To support attempts to gain regulatory approval in major markets, including the US and Canada, Generex has entered into an active pharmaceutical ingredient (API) supply agreement with Sanofi.
"We are very pleased to have entered into this long-term supply agreement for insulin crystal," said Anna Gluskin, Generex's president and CEO.
Gluskin added: "It solidifies one of our key product components which will assist in the smooth transition into commercialisation of our flagship product, Generex Oral-lyn, into major markets.”
The insulin will be manufactured at Sanofi’s site in Frankfurt, Germany. Since the end of the 1990s the site has developed pilot and commercial scale production of human recombinant insulin from a genetically modified Escherichia coli strain.

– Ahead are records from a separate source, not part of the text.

PR #84, opened 2018-01-03
add IO functionalities to write DCIP2D mesh and models

thast:
- the `MeshIO` functions `writeUBC` and `writeModelUBC` are now compatible with 2D meshes and models.

- We now make sure that mesh and model get saved at the same place by giving the option to specify the folder outside of the filename (before the folder was given by the `dict.keys`, not very practical)

- The upgrade is backward compatible


discretize/MeshIO.py
```diff
@@ -300,7 +300,56 @@ def _toVTRObj(mesh, models=None):
             vtkObj.GetCellData().SetActiveScalars(models.keys()[0])
         return vtkObj
 
-    def readModelUBC(mesh, fileName):
+    def _readModelUBC_2D(mesh, fileName):
+        """
```
lheagy: Thanks for this @thast!

discretize/MeshIO.py
```diff
@@ -300,7 +300,56 @@ def _toVTRObj(mesh, models=None):
...
+
+            for ii in range(len(obsfile)-1):
+                mm = np.array(obsfile[ii+1].split(), dtype=float)
+                model[:, ii] = mm
+
+            model = model[:, ::-1]
+
+        else:
+
+            if len(obsfile[1:]) == 1:
```
lheagy: would you mind adding a test that hits these lines?

tests/base/2d_2cyl_model
```diff
@@ -0,0 +1,48 @@
+135 47
```
lheagy: @thast: is this for testing, if you slack me the file, I will upload and send you a url where you can download it so it is not in the core repo

tests/base/ubc_DC2D_tensor_mesh.msh
```diff
@@ -1,35 +1,26 @@
...
-2700 1
-2750 1
-2800 1
-2900 1
-3050 1
-3250 1
-3550 1
-3950 1
-4550 1
+!comment line
```
lheagy: same here, I am happy to upload this

tests/base/2d_2cyl_model
thast: @lheagy : Thanks for pointing it out. The test actually writes and then read back the testing files here (so we test both input and output). 
I will reproduce what we do in SimPEG and create a temporary folder that we then delete, so no storing will be necessary.

discretize/MeshIO.py
thast: we can actually make this function much simpler. Will do.

discretize/MeshIO.py
```diff
@@ -118,7 +118,7 @@ def unpackdx(fid, nrows):
         return tensMsh
 
     @classmethod
-    def readUBC(TensorMesh, fileName, meshdim=None):
+    def readUBC(TensorMesh, fileName, meshdim=None, folder=''):
```
lheagy: do we want `folder` or `directory` ? 
cc @rowanc1: do you know what is more common?

thast: Indeed directory does sound better.

discretize/MeshIO.py
```diff
@@ -118,51 +124,60 @@ def unpackdx(fid, nrows):
...
         if meshdim == None:
             # Read the file as line strings, remove lines with comment = !
-            msh = np.genfromtxt(fileName, delimiter='\n', dtype=np.str, comments='!', max_rows=1)
+            msh = np.genfromtxt(fname, delimiter='\n', dtype=np.str, comments='!', max_rows=1)
             # Fist line is the size of the model
             sizeM = np.array(msh.ravel()[0].split(), dtype=float)
             # Check if the mesh is a UBC 2D mesh
             if sizeM.shape[0] == 1:
-                Tnsmsh = TensorMesh._readUBC_2DMesh(fileName)
+                Tnsmsh = TensorMesh._readUBC_2DMesh(fname)
```
lheagy: to simplify this a bit (and reduce redundancy), why don't we just assign `meshdim = 2` here or `meshdim = 3` below, and then  check meshdim and call the appropriate `readUBC` method after that. 

Thoughts?

thast: I agree, this is a function I wrote in a previous PR but it was a redundant check between what the user expects and what the machine read.

thast:
Thanks @lheagy, can you merge it for me please? Does not seem I have the rights to do so 
("Only those with write access to this repository can merge pull requests.")

PR #86, opened 2018-01-19
ref/view

lheagy:
add the ability to mask streamlines if the amplitude is below a given threshold. 

image

Thoughts on the name of the keyword input: `mask_stream_below`?


thast:
Nice addition @lheagy !
For the name, how about something around `stream_threshold` or `stream_mask_threshold`?

lheagy:
Thanks @thast :) 

I like `stream_threshold`

PR #90, opened 2018-03-09
Fix writeVTK bug in python 3

thast:
fix to allow export models in VTK format in Python 3


thast:
Original bug:
image

jcapriot:
Were you getting this bug with the most recent version? Either way my original fix was just a simple quick hack, but I like this better.

thast:
@jcapriot : that is right, I was getting this error before your update. My apology, I did not realize you had fixed it. Thanks! I guess at this point it is more about which syntax we prefer. Also, it seems the warning is still here, both on master and my branch. I might as well look at it while I'm at it.

thast:
@jcapriot : Sorry but I don't get what you mean by " Although now the active model is the last key'd model and not the first."? I thought you might mean the ordering of the for loop but I have not notice a difference:
image
Thanks!

discretize/MeshIO.py
```diff
@@ -244,13 +244,13 @@ def writeVTK(mesh, fileName, models=None, directory=''):
...
+            for key in models:
                 # Convert numpy array
-                vtkDoubleArr = numpy_to_vtk(item[1], deep=1)
-                vtkDoubleArr.SetName(item[0])
+                vtkDoubleArr = numpy_to_vtk(models[key], deep=1)
+                vtkDoubleArr.SetName(key)
                 vtkObj.GetCellData().AddArray(vtkDoubleArr)
             # Set the active scalar
-            vtkObj.GetCellData().SetActiveScalars(list(models.keys())[0])
+            vtkObj.GetCellData().SetActiveScalars(key)
```
jcapriot: This line is outside the `for` loop, previously it was setting the first model in the dictionary as the active model. Here it is now setting the active model as the last value that `key` had in the for loop, (which was the last model in the dictionary)

jcapriot: It doesn't really effect anything though

lheagy:
@thast: would you mind updating the description to clarify how this builds upon #90? Thanks!

PR #94, opened 2018-05-02
Tree mesh acceleration

jcapriot:
At this point consider this branch as EXPERIMENTAL. There are many possible unsafe operations that could arise, so be careful (which will need to be enforced at a later time). The code is certainly not completely up to format standards, but at this point, just wanted to get a pull request going and allow anyone who wants to use it to test it out to find any bugs.

There are many changes to the TreeMesh implementation within this pull request, However it is mostly feature complete compared to the previous implementation with regards to the public members of the class.

It was mostly rewritten in a way that made the construction of the mesh and construction of the operators all done in c++/cython, which resulted in dramatic speedups. As a reference, the 97 nosetests on the tree in the previous implementation took 238.476s on my personal computer. This implementation took 20.281s.

The basic idea is that each object, (`node`, `edge`, etc.) is aware of the structure of the `TreeMesh` as each is a cpp class that contains references to other objects.

A few key differences:

- All tree construction is balanced (no need to call `tree.balance`, or pass `balance=True` to functions)

- `tree.refine` should only be called once (at this point) as it "finalizes" the tree. It might be good to add a flag to the tree initialization that would allow incremental additions (similar to `scipy.spatial.ConvexHull`) and then require a finalization operation to be done before any other operations.

- Interpolation is "lazy" 2nd order now for all `E`, `CC`, and `F` interpolation, meaning we triangulate the grid points to interpolate. Interpolating without triangulation on the TreeMesh is still a point of research. This is not as fast as it could be, but still faster than previously.

- Both `face` and `edge` operations are defined for 2D, (basically a re-ording of x-edges -> y-faces)

- Do not expect any ordering for the faces, edges, and nodes. They are whatever they have decided to be.

- Do not expect any of the private members of the class to have remained consistent between implementations.

- There are many other changes which should hopefully be apparent as you look through the code.

Big things that still need to be implemented

- Serialization, (do not expect to pickle this object and have it work, however with construction being much faster, this shouldn't slow down anyone too much while it is being worked on).

- `PlotImage` and `PlotSlice`.

There are also many areas that this code could be extended to handle different types of underlying meshs, as well as support for differing sizes of axes, but as I said before, the initial goal of this pull request is to mimic the behavior of the current implementation.

Other than that, I hope this speeds up the operations for those who need them.

Update
- Serialization should be implemented now (the `TreeMesh` is pickle-able)
- PlotImage and PlotSlice are also implemented.
- It also now support differing dimensions of the underlying `TensorMesh`
[...]

PR #96, opened 2018-07-12
Tree mesh accel merge

lheagy:
@jcapriot: I worked through the merge conflicts on #94 here. I wanted to do it as a pr so you could take a quick look.  Sorry it is a bit opaque b/c there are so many changes coming in from the 3D cyl mesh. I will tag where it is relevant to the tree mesh - the main item is that all of the `cellGradStencil`'s are properties rather than methods. I updated this and would appreciate a check from you. Feel free to give me a shout on slack if I can clarify anything!


discretize/tree_ext.pyx
```diff
@@ -1314,8 +1314,11 @@ cdef class _TreeMesh:
 
         return sp.csr_matrix((V, (I,J)), shape=(self.ntFz, self.nC))
 
+    @property
```
lheagy: @jcapriot: I added the property decorator and cache the cellGradxStencil (to prevent name mangling or double underscores, I appended `Mat` to the cached ones)

discretize/TreeMesh.py
```diff
@@ -166,11 +166,11 @@ def cellGradStencil(self):
         if getattr(self, '_cellGradStencil', None) is None:
 
             self._cellGradStencil = sp.vstack([
-                self._cellGradxStencil(), self._cellGradyStencil()
+                self._cellGradxStencil, self._cellGradyStencil
```
lheagy: now each component is a property (to be consistent with the other meshes and so that SimPEG can always grab them as properties individually)

discretize/tree_ext.pyx
lheagy: If construction is fast, we can also simply keep the decorator and not worry about caching the matrix. We just need to be able to treat it as a property in the SimPEG regularization

jcapriot: So this will work, only because when we use the Class it is as a parent to the actual class. This would not necessarily work on it's own in Cython because you cannot add members to the class on the fly. If you look at how I have to initialize all of the other possible cached operators you can see examples of it.

lheagy: ok, in this case, do you think it is better just to simply use the `@property` decorator and skip the caching?

discretize/TreeMesh.py
jcapriot: the caching will always work here because this code will always be executed in Python

discretize/tree_ext.pyx
lheagy: (I was looking at the `nodalGrad` for an example - but now I see that you create the cdef object on the `_TreeMesh` --> missed that on the first go)

jcapriot: I think it's just fine to cache them. Especially the stacked version in TreeMesh.py, as the stack operation is not inexpensive.

I think it sounds like you see it, it gets added as a cdef object at the beginning of the class, then is initialized to None in the __init__ method. Just have to think of cython cdef classes as a static thing, (like a class defined in c/c++).

PR #1581, opened 2025-12-04
Fix X server autoconfigure when framebuffer drivers are installed.

stefan11111:


ONykyf:
So, if any of platform, pci, and sbus devices are claimed, then there is no chance for fbdev and modesetting?

stefan11111:
> So, if any of platform, pci, and sbus devices are claimed, then there is no chance for fbdev and modesetting?

Only if there is no explicit config, yes.
If there is a busID, we check it's type.
If it isn't pci, we allow it.
If it is pci, we check if a device is also passed.
If one is, we allow it.
If not, we check the pci framebuffer against other pci devices.

stefan11111:
@b-aaz @cepelinas9000 Do the bsd drivers use a different option name for the framebuffer device path?

ONykyf:
@stefan11111 
Is it correct to summarize the desired handling of fbdev devices as follows:

1. An autoconfigured fbdev (without `Option "fbdev" ...` and `Option "busid" ...`) is incompatible with anything else.

2. An fbdev with `Option "fbdev" ...`  is compatible only with another fbdev with a different explicit `Option "fbdev" ...` .

3.  An fbdev without `Option "fbdev" ...` and with `Option "busid" ...` is compatible only with devices for which busid is known and different.

?

b-aaz:
> @b-aaz @cepelinas9000 Do the bsd drivers use a different option name for the framebuffer device path?


scfb uses "device".
https://man.freebsd.org/cgi/man.cgi?scfb
The device opened is a tty device, like '/dev/ttyv0'.
Here is the source:  https://github.com/rayddteam/xf86-video-scfb/blob/5cc75c0811e883cccd7831240f4fdfe4b28484ee/src/scfb_driver.c#L323

stefan11111:
> > @b-aaz @cepelinas9000 Do the bsd drivers use a different option name for the framebuffer device path?
> 
> scfb uses "device". https://man.freebsd.org/cgi/man.cgi?scfb The device opened is a tty device, like '/dev/ttyv0'. Here is the source: https://github.com/rayddteam/xf86-video-scfb/blob/5cc75c0811e883cccd7831240f4fdfe4b28484ee/src/scfb_driver.c#L323

Thanks, added.

stefan11111:
> @stefan11111 Is it correct to summarize the desired handling of fbdev devices as follows:
> 
>     1. An autoconfigured fbdev (without `Option "fbdev" ...` and `Option "busid" ...`) is incompatible with anything else.

Yes, it only is accepted with other framebuffer drivers.

> 
>     2. An fbdev with `Option "fbdev" ...`  is compatible only with another fbdev with a different explicit `Option "fbdev" ...` .

This pr treats it the same an an autoconfigured framebuffer.

> 
>     3. An fbdev without `Option "fbdev" ...` and with `Option "busid" ...` is compatible only with devices for which busid is known and different.

If the busid is non-pci (most likely it will be usb), then we accept it.
Otherwise, we run the pci check against other pci devices, and if it collides with another, we reject it.

None of this is set in stone.
@metux @cepelinas9000 @b-aaz @X11Libre/dev What are your thoughts?
Does anyone have different criteria in mind for filtering framebuffer devices?

stefan11111:
To make it clear, this is the current problem:

Some drivers, like modesetting, fbdev, etc. can run in framebuffer mode.
In this mode, they give very little information to the X server about what device they are trying to drive.
Drivers in framebuffer mode can work with almost anything.

This means that, if a user runs the X server with no config, the server tries to load multiple drivers, often including an accelerated driver, and a driver that supports framebuffer mode.
These drivers can try to drive the same physical card, with the same physical screen.
Some problematic configuration examples are amdgpu and modesetting, or modesetting and fbdev.

What happens next depends on what drivers are colliding.
If it's amdgpu and modesetting, like in the reported issues, one of them gets drm master and locks the other one out, causing the driver to fail in ScreenInit, and bringing down the X server.

If it's modesetting and fbdev, both drivers will initialize properly, and the X server will run with 2 X screens, one using the modesetting driver, another using the fbdev driver, both driving the same physical device.
It this situation, usually the kernel/gpu ignores the `/dev/fb*` interface, and listens only to the `/dev/dri/*` interface.
While this is a perfectly valid configuration as far as the X server is concerned, it's a very unusual configuration, and not what the user likely wants if they have no config, hence not what we should do by default.

The solution @ONykyf and I came up with involves adding checks to `xf86ClaimFbSlot`, to prevent drivers that have a framebuffer mode from binding when it's not desired.

The problem we're facing is that these undesired situations are perfectly valid as far as the X server is concerned, but they are not what a user likely wants.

In addition to gaining an API supply Generex will also receive quality and regulatory support from Sanofi. Generex’s regulatory team will now begin updating current regulatory submissions to include Sanofi’s insulin crystal.
“A new paradigm”
Gluskin explained that Generex is seeking “to establish a new paradigm for the treatment of diabetes” by gaining regulatory approval for Oral-lyn in major pharmaceutical markets.
The company believes its product “is a safe, simple, fast, effective, and pain-free alternative to subcutaneous injections of prandial insulin” which, unlike inhaled insulin products, has no pulmonary deposition.